Reported positive results from its Phase 1 clinical program evaluating OMS824, the lead compound from its phosphodiesterase 10 (PDE10) program. This study measured the extent to which OMS824 binds to PDE10 in the basal ganglia, a region of the brain that has been linked to a wide range of diseases that affect cognition. The results of this study showed that the selected dose of OMS824 achieved an average of approximately 50 percent (with a high of approximately 70 percent) occupancy of PDE10 without triggering the extrapyramidal symptoms (e.g., loss of muscle control, muscle rigidity, tremors, or involuntary muscle movements) reported as side effects with other PDE10 inhibitors that achieved similar or significantly lower occupancy levels. Omeros plans to advance OMS824 into Phase 2 clinical trials for Huntington's disease and for schizophrenia later this year. The OMS824 IND for use in patients has already been cleared by the FDA for use in both patient populations.

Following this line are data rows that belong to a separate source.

PR #476, opened 2021-06-22
Make deadlock detection timeout configurable

### LINKED ISSUE #404: Setting deadlock detection timeouts?
We had code that was calling `rsa.GenerateKey(rand.Reader, 4096)` in a `workflow.SideEffect` call. Generating a 4096 RSA key sometimes takes >1 second, so the deadlock detection kills the workflow and starts it over.

It would be great to have a few functions to give hints to the deadlock detection so that I could do something like this before calling an API that takes a bit longer than a second:
```go
  ctx.SetDeadlockTimeout(seconds)
  defer ctx.ResetDeadlockTimeout()
  rsa.GenerateKey(rand.Reader, 4096)
```

Similarly, something like `ctx.Alive()` might be helpful in loops.

Currently we just use TEMPORAL_DEBUG for the service that makes this `rsa.GenerateKey` call... obviously this is not ideal.

vitarb:
## What was changed
Made deadlock detection timeout configurable via WorkerOptions. Default value hasn't changed and is equal to 1 second. `TEMPORAL_DEBUG` environment variable can still be used and will set unlimited deadlock detection timeout IF value is not provided in WorkerOptions.

## Why?
Initially we thought that there were no valid use cases when workflow tasks could take more than 1 second to run. However some users perform heavy, yet deterministic computations which may sometimes take longer. Making this timeout configurable allows for more flexibility on the user end.

## Checklist

1. Closes #404

2. How was this tested:
Unit tests

### DIFF
--- a/internal/internal_worker_base.go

Announced positive data using OMS721, the lead human monoclonal antibody in Omeros' mannan-binding lectin-associated serine protease-2 (MASP-2) program, in a well-established animal model of thrombotic microangiopathy (TMA). Thrombotic microangiopathies represent a group of disorders that occurs in the microcirculation of the body's organs, including atypical hemolytic uremic syndrome (the lead indication for OMS721), hemolytic uremic syndrome and thrombotic thrombocytopenic purpura. Omeros submitted a European Clinical Trial Application (CTA) in May 2013 to seek approval to initiate clinical trials evaluating OMS721 in Europe, and a clinical trial evaluating OMS721 began in July 2013.
Completed a registered direct offering of 3,903,004 shares of its common stock at a price of $4.14 per share. Omeros received net proceeds from the offering of approximately $16.1 million, after deducting offering expenses.
Announced positive data in the most commonly used model for studying the clinical and pathological features of multiple sclerosis, or MS, further advancing the Company's development program of GPR17-targeting compounds for the treatment of MS. Compounds previously discovered by Omeros that inhibit GPR17, an orphan G protein-coupled receptor, or GPCR, unlocked by Omeros, significantly improved function from experimental autoimmune encephalomyelitis in mice. Using its proprietary high-throughput Cellular Redistribution Assay, Omeros believes that it alone has identified compounds that functionally interact with GPR17 and has patents pending that are broadly directed to any such compounds active at the receptor.